It is a layer made of a heat-resistant resin exhibiting a heat-resistant tensile strength capable of responding to a demand that the multilayer film itself does not deform even when a high tensile or winding tension is applied at 20 to 200 ° C. In addition, the resin constituting such a support layer has a high fluidity at a molding temperature of poly 4-methyl-1-pentene resin, generally 260 to 320 ° C., in a production method by co-extrusion molding of a multilayer film described later. In a die with a poly-4-methyl-1-pentene resin having

Examples of the support resin meeting the above conditions include amorphous resins such as polycarbonate resin, polyphenylene oxide resin, polysulfone resin and polyarylate resin, and crystalline resins such as polyamide resin and polyester resin. Heat-resistant resins represented by alloys of the amorphous resin and the crystalline resin can be given.

Preferred examples of the support resin include an amorphous resin having a glass transition point (Tg) of 130 ° C. or more and a melting point (Tg).
m) is a polymer alloy comprising a crystalline resin having a temperature of 170 ° C. or higher. Here, Tg is a value obtained by a dilatometry method, and Tm is a value obtained from a melting peak temperature in DSC measurement. In this polymer alloy, the amorphous resin has a function of preventing the multilayer film from being deformed under tension at a high operating temperature due to its high glass transition point, and the crystalline resin has a high fluidity. And contribute to improvement of chemical resistance. Usually, a compatibilizing agent is added as a third component to improve the compatibility between the two, thereby enabling microdispersion of the two morphologically.

Specific examples of preferred polymer alloys include the following combinations. (A) Polyphenylene oxide resin (Tg; 210)
C.) and polyamide resin (Tm of nylon-6: 220)
C., Tm of nylon-6,6; 260 ° C.) (b) Polymer alloy mainly containing polyphenylene oxide resin and polybutylene terephthalate resin (Tm; 221 ° C.)
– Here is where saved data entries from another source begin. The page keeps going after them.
Issue #59, opened 2020-05-04
Support for path helpers


mr-feek:
Currently, the likes of `base_path()` emits an `UnresolvableInclude`.

These are all of the path helpers to add support for 

```php
/**
     * Get the base path of the Laravel installation.
     *
     * @return string
     */
    public function basePath();

    /**
     * Get the path to the bootstrap directory.
     *
     * @param  string  $path Optionally, a path to append to the bootstrap path
     * @return string
     */
    public function bootstrapPath($path = '');

    /**
     * Get the path to the application configuration files.
     *
     * @param  string  $path Optionally, a path to append to the config path
     * @return string
     */
    public function configPath($path = '');

    /**
     * Get the path to the database directory.
     *
     * @param  string  $path Optionally, a path to append to the database path
     * @return string
     */
    public function databasePath($path = '');

    /**
     * Get the path to the environment file directory.
     *
     * @return string
     */
    public function environmentPath();

    /**
     * Get the path to the resources directory.
     *
     * @param  string  $path
     * @return string
     */
    public function resourcePath($path = '');

    /**
     * Get the path to the storage directory.
     *
     * @return string
     */
    public function storagePath();
```

mr-feek:
Hey @muglug , any insight for how to inform psalm of these paths via the plugin?

muglug:
A return type provider for that method that returns a literal string should work

mr-feek:
Ah cool, i can probably just swap out the typehinted contract with the actual instance that provides these methods, thanks!

mr-feek:
This should have been resolved in #99

PR #99, opened 2020-07-19
path helpers

mr-feek:
beginning work on https://github.com/psalm/psalm-plugin-laravel/issues/59


mr-feek:
I think this might be blocked on https://github.com/vimeo/psalm/issues/3850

(C) Mixture of terephthalic acid and isophthalic acid Polyarylate resin (Tg; 193 ° C.) obtained from phthalic acid and bisphenol A, nylon-6, nylon-6,6, nylon-11, nylon-12 , Nylon 6,10, nylon-6,12, nylon-MXD6
(D) Polymer alloys containing the same polyarylate resin and polyethylene terephthalate resin as main components

(E) Polysulfone resin (Tg; 189)
° C) and polyethylene terephthalate resin (Tm; 256)
(G) a polymer alloy containing a polycarbonate resin (Tg; 150 ° C.) and a polyethylene terephthalate resin as main components. (G) A polymer alloy containing a polycarbonate resin and a polyamide resin as main components.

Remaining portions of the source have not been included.